Right now that link leads nowhere because I'm still working on that page.

I'll be posting this all over Facebook and stuff, and in the comments section I'll leave the link again as well as an e-mail. And half the time people FB message me anyway (which drives me NUTS, but what can you do?  )

I'm not popular enough yet to have to worry about my site crashing.


----------



## mmaria (Jul 11, 2014)

e.rose said:


> I'm so used to my 5DMKII, the T2i just felt so compact and tiny and scrunched... but I needed the 5DMKII to take the photograph so... I opted to leave the grip on to make it look more... impressive in size? I guess?


  lol I assumed it's about that


----------



## Derrel (Jul 11, 2014)

Looks great. Only two suggestions. Bullet points instead of dashes. And "hands-on" instead of hands on. And perhaps "Get your camera out of Auto mode". Really other than those nits, this looks like a totally butt-kicking advertisement for a workshop. Really a good photo for it, and very good integration of the art with the copy.


----------



## jaomul (Jul 11, 2014)

The girl could be hot, but I cant see her face


----------



## robbins.photo (Jul 11, 2014)

Wait, my camera has something other than auto mode?

Huh.


----------



## Raj_55555 (Jul 11, 2014)

Derrel said:


> this looks like a totally butt-kicking advertisement for a workshop.


^THIS.. It looks awesome even if you don't change anything. If I had to add something, I would say:

1. The battery grip makes me think _"she's using a battery grip, she must know what she's doing."_, from an amateurs point of view, which I guess is your intended audience here.
2. Agree with the bullet points intead of hiphens.
3. I feel the text "Westlight Studios | Franklin Tn" *MAY* look better if it was right justified and alligned with the date above. But it's something you may already have tried and not liked the result.


----------



## JimMcClain (Jul 11, 2014)

e.rose said:


> I'm so used to my 5DMKII, the T2i just felt so compact and tiny and scrunched... but I needed the 5DMKII to take the photograph so... I opted to leave the grip on to make it look more... impressive in size? I guess?

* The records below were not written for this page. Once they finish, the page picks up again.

PR #277, opened 2020-08-07
Added editing support for mysql/mariadb

UtechtDustin:
ref #276

### DIFF
--- a/src/lib/db/clients/mysql.js
+++ b/src/lib/db/clients/mysql.js
@@ -39,8 +39,10 @@ export default async function (server, database) {
     listTableIndexes: (db, table) => listTableIndexes(conn, db, table),
     listSchemas: () => listSchemas(conn),
     getTableReferences: (table) => getTableReferences(conn, table),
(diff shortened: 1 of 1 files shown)


src/lib/db/clients/mysql.js
```diff
@@ -178,6 +180,13 @@ export async function getTableReferences(conn, table) {
   return data.map((row) => row.referenced_table_name);
 }
 
+export async function getPrimaryKey(conn, database, table) {
+  logger().debug('finding foreign key for', database, table)
+  const sql = `SHOW KEYS FROM ${table} WHERE Key_name = 'PRIMARY'`
+  const { data } = await driverExecuteQuery(conn, { query: sql })
+  return data[0] ? data[0].Column_name : null
```
rathboma, line 187: @MasterOdin Is this one of those things that will be capitalized in mysql8?

UtechtDustin: Yes its starts with a capitalized `C`

PR #278, opened 2020-08-08
Fixed foreign keys for mysql/mariadb & a few optimizations

UtechtDustin:
This PR fixed fetching the foreign keys (which mean with mysql you can open the referenced row in a new tab).

It also fixed the issue that the "open referenced row in new tab icom" will be displayed if the cell value is null.
It also will hide the pagination if there are no other pages.

### DIFF
--- a/src/lib/db/clients/mysql.js
+++ b/src/lib/db/clients/mysql.js
@@ -196,7 +196,7 @@ export async function getTableKeys(conn, database, table) {
     FROM information_schema.key_column_usage
     WHERE table_schema = database()
     AND table_name = ?
-    AND ((referenced_table_name IS NOT NULL) OR constraint_name LIKE '%PRIMARY%')
+    AND referenced_table_name IS NOT NULL
   `;
 
   const params = [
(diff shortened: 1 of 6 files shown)


src/lib/db/clients/mysql.js
```diff
@@ -190,9 +190,9 @@ export async function getPrimaryKey(conn, database, table) {
 export async function getTableKeys(conn, database, table) {
   const sql = `
     SELECT constraint_name as 'constraint_name', column_name as 'column_name', referenced_table_name as 'referenced_table_name',
-      CASE WHEN (referenced_table_name IS NOT NULL) THEN 'FOREIGN'
-      ELSE constraint_name
-      END as key_type
+      IF(referenced_table_name IS NOT NULL, 'FOREIGN', constraint_name) as key_type,
+      REFERENCED_TABLE_NAME as referenced_table,
+      REFERENCED_COLUMN_NAME as referenced_column
```
rathboma, line 195: I think actually this needs a tweak to change the `where` -- we need to remove the primary key from the filter.

line 199 - remove `or constraint_name like '%PRIMARY%'`

UtechtDustin: while developing i was confused why the primary are alsi needed, but i didnt know why so leaved it.
I will remove it :+1:

UtechtDustin: done

PR #282, opened 2020-08-10
Added Editorconfig and fixed resulting errors

UtechtDustin:
As #35 will not be updated, i adjusted the editorconfig of that PR and fixed the resulting errors.

I removed the `*.py` and `makefile` part because there are no make or .py files on this project.
I also moved
```
indent_style = space
indent_size = 2
```
to the global scope to reduce the complexibility of the editorconfig file, this also should fix your (@rathboma) comment
```
Also we should make sure there is an explicit entry for .vue files
```
Or do we need some other options for vue files ?


rathboma:
don't think we need specific ones actually

PR #286, opened 2020-08-14
Dont show both menus, fixed wrong conditions

### LINKED ISSUE #262: BUG: There're two menu bars and two title bars after changing menu style to native
image

Beekeeper Version: 1.6.11
OS: Windows 10 1903

UtechtDustin:
This PR adjust the `v-if` condition for the titlebar to Fix #262

### DIFF
--- a/src/App.vue
+++ b/src/App.vue
@@ -1,7 +1,7 @@
 <template>
 <div class="style-wrapper">
     <div class="beekeeper-studio-wrapper">
-      <titlebar v-if="$config.isWindows || $config.isMac || menuStyle === 'client'"></titlebar>
+      <titlebar v-if="($config.isWindows || $config.isMac) && menuStyle === 'client'"></titlebar>
       <connection-interface v-if="!connection"></connection-interface>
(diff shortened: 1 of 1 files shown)


UtechtDustin:
@rathboma your fix (https://github.com/beekeeper-studio/beekeeper-studio/commit/727702e1119c108757310e2257a30b28e2e5939e)
But then we also have to hide the `Menu style` menu item for `macos`.

rathboma:
@UtechtDustin I think that should be hidden by the code in `Titlebar.vue`.

rathboma:
This whole logic section is a total mess tbh

rathboma:
Really App.vue should do two things:
1. Decide whether to display titlebar
2. Decide whether to display app menus

Then pass the second one into the titlebar class

`:displayAppMenu="displayAppMenu"`

But not super urgent so haven't done it

UtechtDustin:
> @UtechtDustin I think that should be hidden by the code in `Titlebar.vue`.

Your right, didnt saw that one.
As you already wrote, its quite a mess right now :D

PR #288, opened 2020-08-14
Added an option to copy the connection string

UtechtDustin:
As we have a option to import a connection string we also should have a option to copy that connection string (also usefull for e.g. pdo (PHP) ).

The `hr` will cause a horizontal scrollbar, im not sure whats the best way to add a seperator with `x-menuitem`.


src/components/sidebar/connection/ConnectionListItem.vue
```diff
@@ -101,6 +110,14 @@ export default {
     },
     duplicate() {
       this.$emit('duplicate', this.config)
+    },
+    copyUrl() {
```
rathboma, line 114: If you make this an `async` function you can use `await this.$copyText` then just try/catch as usual

src/components/sidebar/connection/ConnectionListItem.vue
```diff
@@ -101,6 +110,14 @@ export default {
...
+      this.close()
+      this.$copyText(this.config.fullConnectionString)
```
rathboma, line 116: Should this include the password if it is saved?

rathboma:
HR is the best way to do it. We can adjust styles later

src/components/sidebar/connection/ConnectionListItem.vue
UtechtDustin: No, the same getter will be used for the `title` attributes of the connection list item.

src/components/sidebar/connection/ConnectionListItem.vue
UtechtDustin: Good to know, thanks!
I changed that.

UtechtDustin:
> HR is the best way to do it. We can adjust styles later

Okay, i was not sure if there is maybe already a element/component for that.

rathboma:
So good.

Vue tip: in templates you can just use 'connectionType' without the 'this'.

PR #289, opened 2020-08-14
Use the x-mssql mode for mssql

### LINKED ISSUE #199: Backslash as escape character throws off SQL syntax highlighting
It appears that backslash is treated as an escape character for the purposes of the SQL syntax highlighter, so it treats all code following a backslash encased in single-quotes ('\\') as one long string.

image

Notepad++ has an option in its language settings called "Treat backslash as escape character for SQL" which, when disabled, resolves this issue. Perhaps a similar solution could be implemented here?

### LINKED ISSUE #208: Auto completion when using backticks around tables names
I would love the auto completion of column names also when adding backticks around the table name. Maybe it is not always needed but it is something I've got accustomed to. E.g. typing

```
SELECT * FROM `users` WHERE `users`.`
```

would then auto complete the columns.

### LINKED ISSUE #209: Auto completion of columns without table prefix
I would love if column auto completion would also work when not prefixing with the table name. This saves some typing when doing single table queries. Also, not having this makes me feel I have to tell the software how to be smart :) E.g. when typing `SELECT * FROM users WHERE ` it would auto complete column names from `users`.

I understand this might be tricky, especially when using joins. I don't know if it helps from a UX pov, but I would be fine if it auto completes columns from multiple tables in such case.

UtechtDustin:
This PR will change the mode of the codemirror editor.
Codemirror has internal a variable called `backslashStringEscapes` which will decide if a backslash will escape or not.

For the current used mode `x-sql` the  `backslashStringEscapes` is not set which means its true.

Fix #199
Bildschirmfoto von 2020-08-14 22-34-51

Update: This PR will now use also the correct type for `mysql` and `postgresql`.
Because of the correct mode the following two Issues are fixed:

Fix #209 
Bildschirmfoto von 2020-08-14 22-31-05

Fix #208
Bildschirmfoto von 2020-08-14 22-30-25

### DIFF
--- a/src/components/TabQueryEditor.vue
+++ b/src/components/TabQueryEditor.vue
@@ -469,9 +469,14 @@
           "Cmd+Shift+F": this.formatSql
         }
 
+        const modes = {
+          'mysql': 'text/x-mysql',
+          'postgresql': 'text/x-pgsql',
+          'sqlserver': 'text/x-mssql',
+        };
         this.editor = CodeMirror.fromTextArea($editor, {
           lineNumbers: true,
-          mode: this.connection.connectionType === 'sqlserver' ? 'text/x-mssql' : "text/x-sql",
+          mode: this.connection.connectionType in modes ? modes[this.connection.connectionType] : "text/x-sql",
           theme: 'monokai',
           extraKeys: {"Ctrl-Space": "autocomplete", "Cmd-Space": "autocomplete"},
           hint: CodeMirror.hint.sql,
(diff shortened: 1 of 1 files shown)


UtechtDustin:
Update: This PR will now use also the correct type for `mysql` and `postgresql.
Because of the correct mode the following two Issues are fixed:

#209 
Bildschirmfoto von 2020-08-14 22-31-05

#208
Bildschirmfoto von 2020-08-14 22-30-25

rathboma:
Awesome!

PR #3910, opened 2026-02-26
customize all keybinds

azmy60:
# Keybinding Syntax

Adding a keybinding can be as simple as this:

```ini
refresh = f5

```

Or very explicit to the platform:

```ini
refresh = win: f5, mac: cmd+r, linux: ctrl+r

```

## Multiple Keybindings

For multiple keybinds, you can use `[]`:

```ini
refresh[] = f5
refresh[] = ctrlOrCmd+r

```

To be more explicit (when things need to get complex):

```ini
refresh[] = f5, mac: cmd+r
refresh[] = mac: cmd+shift+r

```

> [!NOTE]
> The example above means Windows and Linux will use **f5**, while macOS will use **cmd+r** and **cmd+shift+r**.

## Overriding Defaults

Specifying the platform tags probably make sense if you are defining new keybinds for default configs as a developer. As a user, you probably don't need platform tags when overriding a default config. While they work, a plain keybind is easier to read and will replace the default on all platforms:

**default.config.ini**

```ini
[keybindings.general]
quit = mac: cmd+q

```

**user.config.ini (or system.config.ini)**

```ini
[keybindings.general]
quit = ctrl+q

```

The example above shows that `ctrl+q` will now apply on **all platforms**, including macOS, replacing the default.

## Tag

Previously, a value can be a string or number. This PR introduces a new type called `TaggedString`, (I don't know if that's a good name lol but let me know if we want to change that).

A plain value (string or number) looks like this:

```ini
key = value
```

When parsed, it'll become a string:

 ```json
"value"
```

If a value contains a "tag":

```ini
key = tag1: value
```

It'll be parsed as a TaggedString and become an object with `$$type` property:

```json
{
  "$$type": "taggedString",
  "tag1": "value"
}
```

Another example:

```ini
key = val0, tag1: val1, tag2: val2
```

The "untagged" value is going to be assigned to a "default" property when parsed:

```json
{
  "$$type": "taggedString",
  "default": "val0",
  "tag1": "val1",
  "tag2": "val2"
}
```

If we take one of the keybinding examples:

```
refresh[] = f5, mac: cmd+r
refresh[] = mac: cmd+shift+r
```

That will be parsed into an array of tagged objects:

```json
{
  "refresh": [
    { "$$type": "taggedString", "default": "f5", "mac": "cmd+r" },
    { "$$type": "taggedString", "mac": "cmd+shift+r" }
  ]
}
```

This is applied to all keys in keybindings section only and only affects to values that contain tags. Other values will be normally parsed as strings.

### DIFF
--- a/apps/studio/src/common/bksConfig/mainBksConfig.ts
+++ b/apps/studio/src/common/bksConfig/mainBksConfig.ts
@@ -3,7 +3,7 @@ import platformInfo from "@/common/platform_info";
 import * as path from "path";
 import _ from "lodash";
 import { existsSync, readFileSync, copyFileSync, accessSync, constants } from "fs";
-import { parseIni, processRawConfig } from "@/config/helpers";
+import { parseIni, processRawConfig, recurse } from "@/config/helpers";
 import {
   BksConfigProvider,
   ConfigEntryDetailWarning,
@@ -29,34 +29,44 @@ export function checkUnrecognized(
   sourceName: "system" | "user"
 ): ConfigEntryDetailWarning[] {
   const results: ConfigEntryDetailWarning[] = [];
+  const sections = new Set<string>();
+  const keys = new Map<string, string>();
 
-  function traverse(obj: Record<string, any>, parentPath = "") {
-    for (const key of Object.keys(obj)) {
-      const path = parentPath ? `${parentPath}.${key}` : key;
+  for (const { path } of recurse(newConfig)) {
+    // Skip validation for plugins section
+    if (path[0] === 'plugins') {
+      continue;
+    }
 
-      // Skip validation for plugin configurations (plugins and plugins.[plugin-id])
-      if (path === 'plugins' || /^plugins\.[^.]+/.test(path)) {
-        continue;
-      }
+    const section = path.slice(0, -1);
+    if (!_.has(defaultConfig, section)) {
+      sections.add(section.join("."));
+      continue;
+    }
 
-      const unrecognized = !_.has(defaultConfig, path);
-      const value = obj[key];
-
-      if (unrecognized) {
-        const section = typeof value === "object" ? path : parentPath;
-        results.push({
-          type: "unrecognized-key",
-          sourceName,
-          section,
-          path,
-        });
-      } else if (typeof value === "object") {
-        traverse(value, path);
-      }
+    if (!_.has(defaultConfig, path)) {
+      keys.set(path.join("."), section.join("."));
+      continue;
     }
   }
 
-  traverse(newConfig);
+  for (const [path, section] of keys) {
+    results.push({
+      type: "unrecognized-key",
+      sourceName,
+      section,
+      path,
+    });
+  }
+
+  for (const section of sections) {
+    results.push({
+      type: "unrecognized-key",
+      sourceName,
+      section,
+      path: section,
+    });
+  }
 
   return results;
 }
--- a/apps/studio/tests/unit/configuration/config.spec.js
+++ b/apps/studio/tests/unit/configuration/config.spec.js
@@ -63,14 +63,14 @@ minRes = 10
       {
         sourceName: "user",
         type: "unrecognized-key",
-        section: "generall",
-        path: "generall",
+        section: "ui.general",
+        path: "ui.general.load",
       },
       {
         sourceName: "user",
         type: "unrecognized-key",
-        section: "ui.general",
-        path: "ui.general.load",
+        section: "generall",
+        path: "generall",
       },
       {
         sourceName: "user",


apps/studio/tests/unit/configuration/keybindings.spec.ts
```diff
@@ -0,0 +1,82 @@
...
+keys[] = mac: i
+keys[] = mac: j, linux: k
+keys[] = linux: l, m
+keys[] = n
+      `);
+
+      parseTags(config);
+
+      expect(config.test.keys).toStrictEqual([
+        { default: "a", mac: "b", $$type: "taggedString" },
```
rathboma, line 45: I think this output format is confusing. There can be multiple objects, each with repeating keys. Is the app supposed to treat each object differently?

I think something like this would be more standard and easier to deal with in code:

```js
[
  { scope: "default", values: ["a", "c"] },
  { scope: "mac", values: ["b", "d"] },
  ...
```

Or even an object with a key per-platform:

```js
{
  mac: ["b", "d"],
  default: ["a", "c"]
}
```
I would expect multiple objects each with repeated keys but no indication of heirarchy.

apps/studio/tests/unit/configuration/keybindings.spec.ts
```diff
@@ -0,0 +1,82 @@
...
+        { default: "c", mac: "d", win: "e", $$type: "taggedString" },
+        { linux: "f", mac: "g", win: "h", $$type: "taggedString" },
+        { mac: "i", $$type: "taggedString" },
+        { mac: "j", linux: "k", $$type: "taggedString" },
+        { linux: "l", default: "m", $$type: "taggedString" },
+        "n",
+      ]);
+    });
+
+    //     it("should keep base key when platform qualifier does not match", () => {
```
rathboma, line 55: Do these need uncommenting?

apps/studio/tests/unit/configuration/keybindings.spec.ts
```diff
@@ -0,0 +1,82 @@
...
+keys[] = a, mac: b
+keys[] = c, mac: d, win: e
+keys[] = linux: f, mac: g, win: h
+keys[] = mac: i
+keys[] = mac: j, linux: k
+keys[] = linux: l, m
+keys[] = n
+      `);
+
+      parseTags(config);
```
rathboma, line 42: I'm concerned about adding a loose configuration language (almost-json objects) inside an existing configuration language (ini).

Maybe this means we shouldn't be using ini, but rather something like yaml? If we truly need another level of structure then I'm not sure introducing our own sub-language is the most reliable way to achieve platform-specific configurations.

Have you thought about other ways to accomplish cross-platform configurations? Just spitballing:
- <platform>.yml config files
- `key_<platform>` keys, eg `quit_mac`
- using raw JSON as a value? `quit: { "mac": "a", "linux": "ctrl+q" }`

azmy60: My initial approach was similar to the second one, which was `key(platform)`, e.g. `quit(mac)`.

It was not really an issue until I jumped into customizing the CodeMirror keybindings. So the current structure follows how you'd define keybindings in cm:

https://github.com/codemirror/commands/blob/dbae3a14705d265ff13431fec6c5ca226fa600c5/src/commands.ts#L1086-L1091

There is a doc [here](https://codemirror.net/docs/ref/#view.KeyBinding) of how it works, and I personally think this structure makes a lot of sense. It answers problems like, how to make a keybind that applies to macOS only, or all platform except macOS in a much easier way compared to scoping the keybinds per platform.

Cause imagine if you do this:

```ini
startCompletion = ctrl+space
startCompletion_linux = alt+`
```

One would assume that `startCompletion_linux` will replace the base `startCompletion` if the platform is linux. But what should we do if we want both on linux? With that structure, we'd probably duplicate the base key:

```ini
startCompletion = ctrl+space
startCompletion_linux[] = ctrl+space
startCompletion_linux[] = alt+`
```

Instead of that, the cm-like structure would look nicer IMO:

```ini
startCompletion[] = ctrl+space
startCompletion[] = linux: alt+`
```

Also, I guess you're right when you call it json-like. If we want to use the raw JSON values, then I think it makes sense if we move away from ini. But I would go with toml instead of yaml to be honest cause it's much much similar to ini and probably makes migration easier.

azmy60: Not just look nicer. It's easier to handle too, because in code, we would have only one key (which is `startCompletion`), instead two (`startCompletion` and `startCompletion_linux`). That's what I've discovered before I finally use the current structure. And if we move away from ini to lets say toml, we probably don't need the extra parser cause it supports an inline table:

```toml
startCompletion = [
  "ctrl+space",
  { linux: "alt+`" }
]
```

That's probably not bad? not as verbose as raw json.

PR #3918, opened 2026-03-01
Add MySQL server status tab (CPU/RAM/Swap/Query cache-related metrics)

sirrodgepodge:
## Summary
This PR adds a new **Server Status** tab for MySQL/MariaDB connections so users can quickly inspect server-level metrics.

## What was implemented
- Added new core tab type: `server-status`
- Added new tab component: `TabServerStatus.vue`
  - Fetches stats via `connection.getServerStatistics()`
  - Supports manual refresh
  - Supports 5-second auto-refresh while tab is active
  - Displays:
    - Performance (connections, uptime, threads, slow queries, QPS)
    - Memory/buffer data (key buffer, InnoDB pool size/used)
    - Query cache stats (size/limit/hits/inserts/low memory prunes)
- Added menu entry under new-tab dropdown: **View Server Status**
  - Only shown for MySQL/MariaDB connections
- Added tab icon for server status tabs
- Added renderer client method `getServerStatistics()` -> `conn/getServerStatistics`
- Added tab matching behavior so only one server-status tab opens per connection

## Notes
- Metrics are sourced from existing backend support that reads `SHOW GLOBAL STATUS` and `SHOW GLOBAL VARIABLES`.
- Some values such as CPU/Swap can vary by MySQL distribution/plugin availability; this tab surfaces available status-oriented server metrics in Beekeeper UI.

## Testing
- Could not run project lint/tests in this environment because `yarn` is not installed in the execution host.

### DIFF
--- a/apps/studio/src/components/CoreTabs.vue
+++ b/apps/studio/src/components/CoreTabs.vue
@@ -92,6 +92,12 @@
           :tab="tab"
           :tab-id="tab.id"
         />
+        <ServerStatus
+          v-if="tab.tabType === 'server-status'"
+          :active="activeTab?.id === tab.id"
+          :tab="tab"
+          :tab-id="tab.id"
+        />
         <PluginBase
           v-if="tab.tabType === 'plugin-base'"
           :tab="tab"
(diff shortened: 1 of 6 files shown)


apps/studio/src/components/CoreTabs.vue
```diff
@@ -672,6 +680,13 @@ export default Vue.extend({
         this.createQuery()
       } else if (config.type === "shell") {
         this.createShell()
+      } else if (config.type === 'server-status') {
+        const tab = {
+          tabType: 'server-status',
+          title: 'Server Status',
+          unsavedChanges: false,
+        } as TransportOpenTab;
```
not-night-but: I'd agree with the AI on this one, we probably would want only one of these tabs to be able to be open, so we should check if there is a server-status tab already open first

not-night-but:
Hi @sirrodgepodge , would you be able to provide some screenshots of this PRs functionality?

not-night-but:
Closing as there has been no headway on this in a while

But that would be intimidating to your target audience. They prob'ly don't have a camera like that and may even suspect the workshop isn't meant for them, but for pros/serious amateurs. Get another shot just like that one, only sans battery grip so your viewers think you are talking to them, not to someone else with a better camera than they have.

The first couple posts already pointed out the other issues.

Just my opinion (based on my marketing experience).

Jim
PS: Looks like Raj beat me to the punch - he posted as I was still pecking away with 2 fingers.


----------



## e.rose (Jul 11, 2014)

Derrel said:


> Looks great. Only two suggestions. Bullet points instead of dashes. And "hands-on" instead of hands on. And perhaps "Get your camera out of Auto mode". Really other than those nits, this looks like a totally butt-kicking advertisement for a workshop. Really a good photo for it, and very good integration of the art with the copy.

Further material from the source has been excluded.